After the season ended, the Panthers’ franchise folded, and Nolan was not hired by any of the other UFL teams.

== Head coaching record ==

=== NFL ===

| Team | Year | Regular season |  |  |  |  | Postseason |  |  |  |
| Won | Lost | Ties | Win % | Finish | Won | Lost | Win % | Result |
| SF | 2005 | 4 | 12 | 0 | .250 | 4th in NFC West | — | — | — | — |
| SF | 2006 | 7 | 9 | 0 | .438 | 3rd in NFC West | — | — | — | — |
| SF | 2007 | 5 | 11 | 0 | .313 | 3rd in NFC West | — | — | — | — |
| SF | 2008 | 2 | 5 | 0 | .286 | Fired | — | — | — | — |
| SF Total |  | 18 | 37 | 0 | .327 |  | 0 | 0 | .000 |  |
| Total |  | 18 | 37 | 0 | .327 |  | 0 | 0 | .000 |  |

===USFL/UFL===

| League | Team | Year | Regular season |  |  |  |  | Postseason |  |  |  |
| Won | Lost | Ties | Win % | Finish | Won | Lost | Win % | Result |
| USFL | MICH | 2023 | 4 | 6 | 0 | .400 | 2nd in USFL North | 0 | 1 | .000 | Lost to Pittsburgh Maulers in North Division Championship Game |
| UFL | MICH | 2024 | 7 | 3 | 0 | .700 | 2nd in USFL Conference | 0 | 1 | .000 | Lost to Birmingham Stallions in USFL Conference Championship Game |
| MICH | 2025 | 6 | 4 | 0 | .600 | 2nd in USFL Conference | 1 | 1 | .500 | Lost to DC Defenders in UFL Championship Game |
| Total |  |  | 17 | 13 | 0 | .567 |  | 1 | 3 | .250 |  |

== Personal life ==
Nolan is married to his wife, Kathy, and has four children, Michael, Laura, Jennifer and Christopher.

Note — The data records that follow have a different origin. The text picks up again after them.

PR #2140, opened 2017-02-06
Preliminary i18n implementation as outlined in Jep16

JCEmmons:
I wanted to get a preliminary PR out here for you all to take a look at so you can see the current progress and also so I can get some help on some of the issues.  Please read the i18n [README](https://github.com/JCEmmons/notebook/blob/jep16/notebook/i18n/README.md) on this branch for instructions on how to get started.

This is still a work in progress, and I am not a professional translator, so I don't claim everything to be perfect just yet. Take a look and let me know what you think.


takluyver:
Thanks for working on this!

I'm aiming to release 5.0 soon (hopefully this week), so I think this will probably miss that release, but I'd like to try to get it in for 5.1.

JCEmmons:
What's the time schedule re: 5.1?   I would like to have some real target 
dates to shoot for....


Regards,

John C. Emmons
Globalization Architect & Unicode CLDR TC Chairman
IBM Software Group
Internet: emmo@us.ibm.com

takluyver:
We don't really have a schedule for releases, I'm afraid. If the changes in 5.0 cause some problems we need to fix, there might be a 5.1 in a couple of weeks, but in that case most of the new features planned for 5.1 would be targeted to 5.2 instead.

If you want some target dates, I'd hope to have the JEP and this infrastructure merged by the end of the month.

JCEmmons:
How do we go about making this so it can be merged?  I've still got a few small things that can be worked on here, but the vast majority of the work here is complete.  Please advise.

JCEmmons:
Still waiting....  @takluyver can you comment pls?

takluyver:
- We're still getting notebook 5.0 out, so this has been waiting for that to happen.
- There are merge conflicts now - can you rebase the branch on master? If you're not familiar with rebasing, I can provide a brief outline of how I usually do it.

JCEmmons:
Any help you can give would be appreciated......


Regards,

John C. Emmons
Globalization Architect & Unicode CLDR TC Vice Chairman
IBM Globalization Team
e-mail: emmo@us.ibm.com

takluyver:
To rebase and resolve merge conflicts, I usually:

- Ensure master is up to date - `git checkout master` and `git pull` (from jupyter/notebook, rather than your fork on Github)
- Check out this branch again - `git checkout jep16`
- Run `git rebase master`
- Each time it reaches a conflict, it will stop and tell you about it. Run `git status` to see which files have conflicts. Fix them in a text editor (look for markers like `>>>>>` and `<<<<<`). Then `git add` the files you've fixed, and run `git rebase --continue`.
- Once it has got through all the commits, it will stop without a message about conflicts.
- Then you need to force push the rebased branch - `git push -f <my_remote> jep16` (replace `<my_remote>` with the name it has for your Github fork of the repo.

JCEmmons:
I'll work on the travis-ci failures next week.

notebook/notebookapp.py
```diff
@@ -969,7 +972,7 @@ def _notebook_dir_validate(self, proposal):
             # If we receive a non-absolute path, make it absolute.
             value = os.path.abspath(value)
         if not os.path.isdir(value):
-            raise TraitError("No such notebook dir: %r" % value)
+            raise TraitError(_("No such notebook dir: %r") % value)
```
takluyver: Unfortunately here the convention of using `_` for translatable strings has clashed with the Python convention of using `_` for a variable that won't be used.

JCEmmons:
I'm looking at the logs from the js tests in Travis CI, and I have no idea how to go about debugging here. Can someone shed some light on what might be going on?

takluyver:
😕 the errors look like this - anyone got any ideas?

```
Test file: /home/travis/build/jupyter/notebook/notebook/tests/services/session.js
FAIL "#kernel-python2 a, #kernel-python3 a" still did not exist in 10000ms
#    type: uncaughtError
#    file: /home/travis/build/jupyter/notebook/notebook/tests/services/session.js
#    error: "#kernel-python2 a, #kernel-python3 a" still did not exist in 10000ms

#    stack: not provided
```

takluyver:
Aha, I've found the issue. You've got `utils.i18n` in a few places where it should be just `i18n`.

JCEmmons:
Thanks @takluyver for your help! That's what happens when you try to refactor things.....

takluyver:
The tests are now producing a whole lot of `ReferenceError: Can't find variable: utils [object Arguments]`

JCEmmons:
It's tough to test this myself, since the tests don't seem to be very 
friendly on Windows.  I'll keep working it, thanks.

takluyver:
Even without running the tests, you may be able to trigger some of these errors by running the notebook in a browser with the Javascript console open.

JCEmmons:
It would be really nice if we could go ahead and get this merged, as I'm getting tired of resolving merge conflicts.

takluyver:
Sorry for the delay @JCEmmons . It's the end of the day over here now, but I'll try to have a look at this tomorrow.

takluyver:
Sorry, most of today got taken up working on Windows packaging of some magnetic simulation code. I haven't forgotten about this, though.

notebook/i18n/de/LC_MESSAGES/notebook.po
```diff
@@ -0,0 +1,416 @@
...
+"Content-Type: text/plain; charset=utf-8\n"
+"Content-Transfer-Encoding: 8bit\n"
+"Generated-By: Globalization Pipeline\n"
+"Last-Translator: \n"
+"Language-Team: \n"
+"Language: de\n"
+"X-Generator: Poedit 1.8.11\n"
+
+msgid "The Jupyter Notebook requires tornado >= 4.0"
+msgstr "Der Jupyter Notizblock erfordert Tornado >= 4.0"
```
takluyver: I think I'd treat 'Notebook' as part of a name and not translate it. Likewise 'Widgets' a few lines below.

notebook/i18n/de/LC_MESSAGES/notebook.po
```diff
@@ -0,0 +1,416 @@
...
+msgid "Allow the notebook to be run from root user."
+msgstr "Erlauben Sie, dass der Notizblock von Root geführt wird."
+
+msgid ""
+"The Jupyter HTML Notebook.\n"
+"    \n"
+"    This launches a Tornado based HTML Notebook Server that serves up an "
+"HTML5/Javascript Notebook client."
+msgstr ""
+"Die Jupyter HTML Notebook.n n dies startet einen tornadobasierten HTML "
```
takluyver: The newlines have been converted to `n`.

notebook/i18n/de/LC_MESSAGES/notebook.po
```diff
@@ -0,0 +1,416 @@
...
+
+msgid ""
+"Deprecated: Use minified JS file or not, mainly use during dev to avoid JS "
+msgstr ""
+"Missbilligt: Verwenden Sie minified JS Akte oder nicht vermeiden Sie während "
+"dev hauptsächlich gewöhnlich JS recompilation"
+
+msgid "Set the Access-Control-Allow-Credentials: true header"
+msgstr ""
+"Setzen Sie die Zugangskontrolle erlauben Sie Ausweispapiere: Wahre Überschrift"
```
takluyver: `Access-Control-Allow-Credentials` shouldn't be translated again - the HTTP protocol uses English words whatever the locale of the user is.

I know the translations aren't the focus here, but if we're going to merge it with German translations in, I think it's worth doing a bit of basic QA.

notebook/i18n/de/LC_MESSAGES/notebook.po
```diff
@@ -0,0 +1,416 @@
...
+
+msgid "Whether to allow the user to run the notebook as root."
+msgstr "Ob, dem Benutzer zu erlauben, den Notizblock als Wurzel zu führen."
+
+msgid "The default URL to redirect to from `/`"
+msgstr "Die versäumte URL, zu der man umleiten kann, von"
```
takluyver: The `/` has gone missing.

notebook/i18n/de/LC_MESSAGES/notebook.po
```diff
@@ -0,0 +1,416 @@
...
+"authentication."
+msgstr ""
+"Der volle Pfad zu einem Zertifikatautoritätszertifikat für SSL/ TLS "
+"Kundenbestätigung."
+
+msgid "The file where the cookie secret is stored."
+msgstr "Die Akte, wo das Keksgeheimnis gespeichert wird."
+
+msgid "Writing notebook server cookie secret to %s"
+msgstr "Notizblockserverkeksgeheimnis auf %s schreiben"
```
takluyver: My German coworker is laughing uproariously at this translation. I think that while 'keks' is the translation of an edible cookie, an HTTP cookie is called a cookie.

notebook/static/base/js/dialog.js
```diff
@@ -86,7 +86,7 @@ define(function(require) {
             var button = $("<button/>")
                 .addClass("btn btn-default btn-sm")
                 .attr("data-dismiss", "modal")
-                .text(label);
+                .text(i18n.translate(label).fetch());
```
takluyver: Should these labels be translated where they're defined, rather than here?

notebook/static/base/js/i18n.js
```diff
@@ -0,0 +1,34 @@
+// Copyright (c) Jupyter Development Team.
+// Distributed under the terms of the Modified BSD License.
+
+// Module to handle i18n ( Internationalization ) and translated UI
+
+define([
+    'jed',
+    'moment',
+    'json!../../../i18n/nbjs.json',
+    'json!../../../i18n/de/LC_MESSAGES/nbjs.json',
```
takluyver: Is there a way to only load the data for languages that are needed, rather than pre-loading everything before selecting one?

notebook/static/base/js/namespace.js
```diff
@@ -1,82 +1,82 @@
...
-    jglobal('SessionList','tree/js/sessionlist');
-
-    Jupyter.version = "5.0.0.dev";
-    Jupyter._target = '_blank';
-    return Jupyter;
-});
-
-// deprecated since 4.0, remove in 5+
-var IPython = Jupyter;
+// Copyright (c) Jupyter Development Team.
```
takluyver: Why is the diff showing that this whole file has been changed, when it looks like most of it hasn't? This would mess up tools like `git blame`.

notebook/static/notebook/js/actions.js
```diff
@@ -90,139 +94,164 @@ define(function(require){
...
+            cmd: i18n._('enter command mode'),
+            help    : i18n._('enter command mode'),
             help_index : 'aa',
             handler : function (env) {
                 env.notebook.command_mode();
             }
         },
         'insert-image': {
-            help      : 'insert image',
+            cmd: i18n._('insert image'),
```
takluyver: This PR seems to be adding a `cmd` key to lots of these action definitions. Maybe this is a rebasing mistake from something that was removed in master?

notebook/static/notebook/js/celltoolbarpresets/rawcell.js
```diff
@@ -5,20 +5,21 @@ define([
...
-    ["HTML", "text/html"],
-    ["Markdown", "text/markdown"],
-    ["Python", "text/x-python"],
-    ["Custom", "dialog"],
+    [i18n._("None"), "-"],
+    [i18n._("LaTeX"), "text/latex"],
+    [i18n._("reST"), "text/restructuredtext"],
+    [i18n._("HTML"), "text/html"],
+    [i18n._("Markdown"), "text/markdown"],
+    [i18n._("Python"), "text/x-python"],
```
takluyver: I think these 5 (LaTeX, reST, HTML, Markdown, Python) are names that shouldn't be translated.

notebook/static/notebook/js/codecell.js
```diff
@@ -467,7 +469,7 @@ define([
         } else {
             ns = encodeURIComponent(prompt_value);
         }
-        return '<bdi>In</bdi>&nbsp;[' + ns + ']:';
+        return '<bdi>'+i18n._('In')+'</bdi>&nbsp;[' + ns + ']:';
```
takluyver: I suspect that this is going to look messy with anything other than 2 characters. That's not up to you to fix, though.

notebook/static/notebook/js/commandpalette.js
```diff
@@ -151,7 +151,7 @@ define(function(require){
           }
 
           src[group].data.push({
-            display: humanize_action_id(action_id),
+            display: action.cmd || humanize_action_id(action_id),
```
takluyver: I think this is part of the same `cmd` change noted above.

notebook/static/notebook/js/kernelselector.js
```diff
@@ -265,15 +266,19 @@ define([
...
+        // will pick up the strings.  The actual setting of the text
+        // for the button is in dialog.js.
+        var button_labels = [ i18n._("Continue Without Kernel"), i18n._("Set Kernel"), i18n._("OK") ];
         
         dialog.modal({
-            title : 'Kernel not found',
+            title : i18n._('Kernel not found'),
             body : body,
             buttons : {
                 'Continue Without Kernel' : {
```
takluyver: We can't translate dictionary keys? That's annoying?

notebook/static/notebook/js/notebook.js
```diff
@@ -2710,10 +2728,10 @@ define([
...
                             notebook: that,
                             keyboard_manager: that.keyboard_manager,
-                            title: "Notebook changed",
-                            body: "The notebook file has changed on disk since the last time we opened or saved it. "+
-                                  "Do you want to overwrite the file on disk with the version open here, or load "+
-                                  "the version on disk (reload the page) ?",
+                            title: i18n._("Notebook changed"),
+                            body: i18n._("The notebook file has changed on disk since the last time we opened or saved it.") + " " +
+                                  i18n._("Do you want to overwrite the file on disk with the version open here, or load "+
+                                  "the version on disk (reload the page) ?"),
```
takluyver: Is there a reason to separate these two sentences rather than translating them as one unit? I assume that one chunk of text can be translated more naturally.

notebook/static/notebook/js/notebook.js
```diff
@@ -2812,25 +2830,21 @@ define([
...
-                    $("<em>").text("when you open it")
-                )
-            ).append(".").append(
-                " Selecting trust will immediately reload this notebook in a trusted state."
+            .text(i18n._("A trusted Jupyter notebook may execute hidden malicious code when you open it."))
+            .append(
+                i18n._("Selecting trust will immediately reload this notebook in a trusted state.")
             ).append(
-                " For more information, see the "
+                i18n._(" For more information, see the Jupyter security documentation: ")
```
takluyver: Ditto here - would it be better to translate this message as one piece?

notebook/static/notebook/js/notificationarea.js
```diff
@@ -157,22 +159,26 @@ define([
...
 
-                var msg = 'The kernel has died, and the automatic restart has failed.' +
-                        ' It is possible the kernel cannot be restarted.' +
-                        ' If you are not able to restart the kernel, you will still be able to save' +
+                var msg = i18n._('The kernel has died, and the automatic restart has failed.' +
+                        ' It is possible the kernel cannot be restarted.') + ' ' +
+                        i18n._('If you are not able to restart the kernel, you will still be able to save' +
                         ' the notebook, but running code will no longer work until the notebook' +
-                        ' is reopened.';
+                        ' is reopened.');
```
takluyver: Again, better translated as one?

notebook/static/notebook/js/searchandreplace.js
```diff
@@ -367,7 +374,8 @@ define(function(require){
 
   var load = function(keyboard_manager){
     var action_all = {
-        help: 'find and replace',
+        cmd: i18n._('find and replace'),
```
takluyver: cmd again

notebook/static/notebook/js/textcell.js
```diff
@@ -546,9 +548,9 @@ define([
         highlight_modes : {
             'diff'         :{'reg':[/^diff/]}
         },
-        placeholder : "Write raw LaTeX or other formats here, for use with nbconvert. " +
-            "It will not be rendered in the notebook. " +
-            "When passing through nbconvert, a Raw Cell's content is added to the output unmodified.",
+        placeholder : i18n._("Write raw LaTeX or other formats here, for use with nbconvert. " +
+            "It will not be rendered in the notebook.") + " " +
+            i18n._("When passing through nbconvert, a Raw Cell's content is added to the output unmodified."),
```
takluyver: Combine into one piece for translation?

notebook/static/notebook/js/tour.js
```diff
@@ -127,7 +127,7 @@ define(['jquery', 'bootstraptour'], function($, Tour) {
             reflex: true, // click on element to continue tour
             animation: false,
             duration: this.step_duration,
-            onStart: function() { console.log('tour started'); },
+            onStart: function() { console.log(i18n._('tour started')); },
```
takluyver: This looks like a debugging message, I wouldn't bother translating it.

notebook/static/notebook/js/tour.js
```diff
@@ -141,7 +141,7 @@ define(['jquery', 'bootstraptour'], function($, Tour) {
     };
 
     NotebookTour.prototype.start = function () {
-        console.log("let's start the tour");
+        console.log(i18n._("let's start the tour"));
```
takluyver: Same here, I think it's a debugging message.

notebook/static/base/js/dialog.js
takluyver: I see why this is in place now. I'd still like to find a way to avoid duplicating the button labels in the files where they are defined, but that needn't be solved in this PR.

takluyver:
Overall this is looking good, and I'd like to get it in soon.

JCEmmons:
Thanks @takluyver for reviewing this in detail.  Much of what you suggest is sound, and I can incorporate a lot of your suggestions.  I'm going to be out next week, and I'm not sure I'm going to get to this before I leave.  Please realize that I am not a professional translator, so I would suggest consulting with one before actually claiming full support for German or any other language, for that matter.  There is still some follow up work that will need to be done, but I'm pretty happy with where we are at this point.

notebook/i18n/de/LC_MESSAGES/notebook.po
JCEmmons: Machine translation can be amusing at times...

takluyver:
Yeah, I don't think we need to worry too much about the quality of the translations for merging this; I'm sure that once the infrastructure is in place, there will be people willing to do the translation. But I wonder if maybe we should merge it without the German translation files, and let native speakers create the translations from scratch rather than correcting machine-translated content.

JCEmmons:
We can certainly do that, and I think it's probably a good idea ( i.e. not include the machine translated German, and update the supported languages file accordingly ).  That way, the structure is in place to do what we want, when someone has a language they need to do a real translation on.

I can update this PR to accommodate that....

notebook/i18n/de/LC_MESSAGES/notebook.po
JCEmmons: Moot since we're removing the machine translated German.

notebook/i18n/de/LC_MESSAGES/notebook.po
JCEmmons: Moot since we're removing the machine translated German. This was an artifact of our old MT engine.

notebook/i18n/de/LC_MESSAGES/notebook.po
JCEmmons: Moot since we're removing the machine translated German.

notebook/i18n/de/LC_MESSAGES/notebook.po
JCEmmons: Moot since we're removing the machine translated German.

notebook/i18n/de/LC_MESSAGES/notebook.po
JCEmmons: Moot since we're removing the machine translated German.

notebook/static/base/js/dialog.js
JCEmmons: Yeah, it's kind of confusing until you understand the dialog.js code, but it does work properly, as long as you have the button labels defined properly.

notebook/static/base/js/i18n.js
JCEmmons: Yes, there is, but it usually requires writing a JS plugin in order to do it. I've run into a similar problem in other projects I have worked on.  What you really want here is a synchronous load, which is kind of a no-no in JS these days.   It can be done, and I'm willing to contribute it if/when people actually need a real translation done.

notebook/static/base/js/namespace.js
JCEmmons: Not sure... Looks like just formatting diffs between spaces/tabs.  I will replace with the old version in my next commit.

notebook/static/notebook/js/actions.js
JCEmmons: No, it's actually a necessary addition. There are some cases where the command name tries to show up ( I think on the keyboard shortcuts dialog ), but was not translatable because the displayed name was just being synthesized from the internal name ( i.e. "insert-image" becomes "insert image" ).  And in some cases, you need both a short command name, and a longer help message, which is why I have 2 separate fields for them now.

notebook/static/notebook/js/celltoolbarpresets/rawcell.js
JCEmmons: OK, you're probably correct about  that.  I will fix accordingly.

notebook/static/notebook/js/codecell.js
JCEmmons: Agreed  - it needs to be short.

notebook/static/notebook/js/commandpalette.js
JCEmmons: Right - if there's a "cmd" string associated, then use that, otherwise, do as before.

notebook/static/notebook/js/kernelselector.js
JCEmmons: I'm not sure I understand the issue here.

notebook/static/notebook/js/notebook.js
JCEmmons: We can translate them as a single unit. I think when I was doing the preliminary development, the MT engine had problems with really long keys, which is why I broke it up.  I can merge it back into a single paragraph.

notebook/static/notebook/js/notebook.js
JCEmmons: Yes, agreed.

notebook/static/notebook/js/notificationarea.js
JCEmmons: Yes, agreed.

notebook/static/notebook/js/searchandreplace.js
JCEmmons: Yes, without this in place, the user of a translated version would always see "find and replace" instead of translated text.

notebook/static/notebook/js/textcell.js
JCEmmons: Yes, agreed - and fixed.

notebook/static/notebook/js/tour.js
JCEmmons: ok - no problem to remove.

notebook/static/base/js/i18n.js
takluyver: Maybe it's possible to use require in a way that it doesn't fail if it can't find a module? It looks like we can get the language code from `navigator` before we call `define()`, so we could stick it into a URL - but we don't know at that point if we're asking for a supported language.

I think I'd like to get this worked out before we merge the translation machinery - sorry for another delay, but loading the messages seems pretty fundamental, and the current mechanism is one we know we'll need to replace.

The `json!` thing is pretty neat, though - I didn't know about that before.

notebook/static/notebook/js/actions.js
takluyver: Hmmm. Could we maybe skip one where they're both the same? @Carreau , thoughts?

notebook/static/notebook/js/kernelselector.js
takluyver: I'm guessing that because JS syntax allows `{a: 1}`, where the key becomes the string 'a', it can't also allow `{i18n._('continue'): 1}` to translate the key in the dictionary in place? In Python there would be no problem witht that. Just an annoyance.

notebook/services/edit.html
```diff
@@ -34,7 +34,7 @@
     <div id="menus" class="navbar navbar-default" role="navigation">
```
takluyver: Is this moved into `services` by mistake?

JCEmmons:
I don't think it was intended. I'll look into it after I get the plugin 
working.


Regards,

John C. Emmons
Globalization Architect & Unicode CLDR TC Vice Chairman
IBM Globalization Team
e-mail: emmo@us.ibm.com

notebook/static/base/js/i18n.js
JCEmmons: OK - it required a bit of reworking, but I finally got this to work.  What you will see is a new plugin called i18nload that loads the appropriate JSON data, and then a promise called msg_promise that is returned. Once msg_promise is resolved, then you can retrieve i18n messages as normal. If a supported translation is not requested or not available, then the promise will resolve with just the default data, and everything works the same as before....

JCEmmons:
Hello @takluyver !   I think I've addressed ALL of the issues you raised in your previous review, including:
1. Removal of the machine translated German.
2. Implementation of the i18nload plugin that will correctly load the appropriate translated messages from the JSON based on the language set in the browser ( i.e. it is not hard coded German, as before ).
3. Squashing some of the messages that previously had been split apart into a single message.
4. Remove translation for some of the console only messages ( Things like "tour started..." ).

All merge conflicts have been resolved and the build is passing successfully. I am pretty convinced that this PR is ready to merge. Please go ahead and merge it unless you find some strange problem.....

Thanks!

JCEmmons:
@minrk @takluyver Can we please get this merged asap? I'm getting asked about it regularly...

takluyver:
Sorry, we are keen to get this in, but there's lots of other things to do as well. I'll have a look now.

notebook/services/edit.html
takluyver: Was this deliberately moved? It looks like it still belongs in `templates`?

notebook/static/base/js/i18n.js
```diff
@@ -0,0 +1,54 @@
...
+    	return msg_promise;
+    }
+    var i18n = new Jed(nbjs);
+    init().then(function (msg) {
+    	i18n.msg = msg;
+    	i18n.msg._ = i18n.msg.gettext;
+    });
+    
+    i18n._ = i18n.gettext;
+    i18n.msg = i18n; // Just a place holder until the init promise resolves.
```
takluyver: I think we should move this up a few lines to before the `init().then(...)` - AIUI, an already resolved promise can call the following function immediately, in which case this would reset `i18n.msg` after it has been correctly set above.

notebook/static/base/js/i18nload.js
```diff
@@ -0,0 +1,26 @@
+/**
+ * Plugin to load a single locale.
+ */
+define([
+	"require",
+	"module",
```
takluyver: What is `module` and `module.id` here?

notebook/static/base/js/i18nload.js
```diff
@@ -0,0 +1,26 @@
...
+	 // These are only here so that the optimizer knows which ones we MIGHT load.
+	 // We will actually only load the ones we need. There should be one entry
+	 // here for each language you want to support.
+	 // For example, for German....
+	 // "json!base/../../i18n/de/LC_MESSAGES/nbjs.json"
+    ], function (require, module) {
+	return {
+		id: module.id,
+
+		load: function (locale, callerRequire, onload, loaderConfig) {
```
takluyver: Am I right that this function is not used? `i18n.js` appears to use `i18nload.id` and call require directly.

notebook/static/base/js/i18nload.js
```diff
@@ -0,0 +1,26 @@
...
+ * Plugin to load a single locale.
+ */
+define([
+	"require",
+	"module",
+	 // These are only here so that the optimizer knows which ones we MIGHT load.
+	 // We will actually only load the ones we need. There should be one entry
+	 // here for each language you want to support.
+	 // For example, for German....
+	 // "json!base/../../i18n/de/LC_MESSAGES/nbjs.json"
```
takluyver: Does the optimiser look at commented values, or is this comment describing something that happens if it's uncommented? If we need uncommented values here, what stops them all being loaded when `i18nload` is loaded?

takluyver:
This looks like JS running before the promise has resolved will use the untranslated messages, so you could end up with a mixture of translated and untranslated messages on the page. Is there something I'm not seeing that prevents this? I can't believe this isn't a solved problem.

notebook/services/edit.html
JCEmmons: This looks like a mistake... I will move it back.

notebook/static/base/js/i18nload.js
JCEmmons: module is part of requirejs, which allows us to define the name of the module for the plugin. Remember, a plugin has two parts, the javascript module ( in this case i18nload ), and the argument ( the stuff after the ! ). So the plugin defines its module id in the object it passes back, and then i18n.js does a require on the module.id.

notebook/static/base/js/i18nload.js
JCEmmons: The load function is used as it's what actually loads the right data ( i.e. it's the guts of the plugin ).  As discussed before, the plugin has two parts, the module ID ( stuff before the ! ) and the argument ( which in this case is "locale" the first argument passed to the load function.

takluyver: Aha, I haven't come across requirejs plugins before.

notebook/static/base/js/i18nload.js
JCEmmons: The optimizer doesn't look at commented values.  You will need to comment them back in in order to support a particular language.  The answer to your 2nd question is, nothing stops them, as they will all get loaded if there are a lot of them.   The current implementation is not optimal, and I understand that.   However, since we don't have real translations yet, I don't want this to be a showstopper issue for getting the merge done.  I can work on improving the plugin so that it is more robust.   One approach that I have used in the past is to allow the set of translations you want to load to be configurable via require.config(), and then have the plugin read that.

notebook/static/base/js/i18n.js
JCEmmons: A good idea... This makes it a lot more obvious what we are doing as well...

notebook/services/edit.html
JCEmmons: I moved it back where it belongs, and regenerated i18n/nbui.pot so that it picks up the strings appropriately.

takluyver:
I'm getting ready to go to a conference, so I won't be able to look at this much in the near future. I'd like to ask one of the other developers to have a look (@gnestor @Carreau @minrk ). We're also getting close to another release, so if we don't think this is going to be mergeable soon

I know this is frustrating, and I'm sorry it's taking so long to process it.

notebook/static/base/js/utils.js
```diff
@@ -237,6 +237,7 @@ define([
         "ansi-cyan-intense",
         "ansi-white-intense",
     ];
+
```
JCEmmons: Not sure how this got there, but I'll clean it up....

JCEmmons:
I suppose that in theory you could be right, but in practice I'm not seeing it. Usually the promise is resolved quickly and the translations come in as expected.

minrk:
@JCEmmons thanks for addressing the review! I think this is in good shape to merge, with one exception I just noticed while testing this out locally: Some of the changes here have mixed in some tab indentation instead of spaces, and added Windows CRLF line endings in a few places. This is part of why the diff on a few files looks so large. You can tell git to [handle CRLF automatically](https://help.github.com/articles/dealing-with-line-endings/#platform-windows) with:

    git config --global core.autocrlf true

to avoid this sort of problem in the future. If you check the "Allow edits from maintainers" box on the right:

screen shot 2017-07-11 at 10 43 25

I can do the last conflict resolution and fix these little things and get this merged. Or you can pull from [my branch](https://github.com/minrk/notebook/tree/2140), if you prefer.

JCEmmons:
Hi @minrk  and thanks.... Allow edits from maintainers is already enabled, so if you can handle the last merge conflict and do the merge I would appreciate it greatly!!! Thanks......

minrk:
We can continue to iterate on this in master as things come up. Thanks for your work and patience!

minrk:
Due to the issues with line endings and whitespace changes, I chose to squash this PR rather than deal with a complicated rebase. Hopefully we can catch similar issues earlier in subsequent PRs.

gnestor:
Hi @JCEmmons! I'm about to publish a release candidate for notebook 5.1 and I noticed the following error when opening a new terminal (in the Jupyter Notebook):

image

Does this make sense to you?

JCEmmons:
Somewhat.... It appears that it's not finding Jed.js, which is now a 
requisite package. It appears that jed 1.1.1 never made it into the 
bower.json, which would explain the error.


Regards,

John C. Emmons
Globalization Architect & Unicode CLDR TC Vice Chairman
IBM Globalization Team
e-mail: emmo@us.ibm.com

takluyver:
I installed RC1 and I can't reproduce this - @gnestor did you get it worked out.

It does [look like](https://github.com/jupyter/notebook/blob/b099303a96dcc9c905f944d27dfc030ff9832fbc/bower.json#L12) jed is listed in bower.json - maybe it was a matter of clearing out some cache?

gnestor:
I'm even seeing this in master 🤔 I don't see this when opening notebooks, just terminals.

jcb91:
I'm seeing the same missing jed error breaking the jupyter_nbextensions_configurator standalone page at https://github.com/Jupyter-contrib/jupyter_nbextensions_configurator/issues/43, using a pip-installed notebook 5.1.0 :cry:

Nolan attended Bellarmine College Preparatory in San Jose, California and Woodside High School, the alma mater of Julian Edelman.

Nolan's father, former 49ers and Saints coach Dick Nolan, died at age 75 on November 11, 2007, just a day before Mike's 49ers were to take on the Seattle Seahawks. Nolan decided to coach the Monday Night Football game in honor of his dad. The 49ers lost the game 24–0.